◆ **TASK INSTRUCTIONS**:
Please set down the entire listing exactly.

◆ **DATA RECORDS**:
PR #4069, opened 2026-01-01
improves additional packages loading

h8d13:
Basically this patch makes loading the `Additional Packages` section instant.

It uses `pacman -Sl` instead of the full `-S --info`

◆ **RESPONSE BELOW**:
PR #4069, opened 2026-01-01
improves additional packages loading

h8d13:
Basically this patch makes loading the `Additional Packages` section instant.

It uses `pacman -Sl` instead of the full `-S --info`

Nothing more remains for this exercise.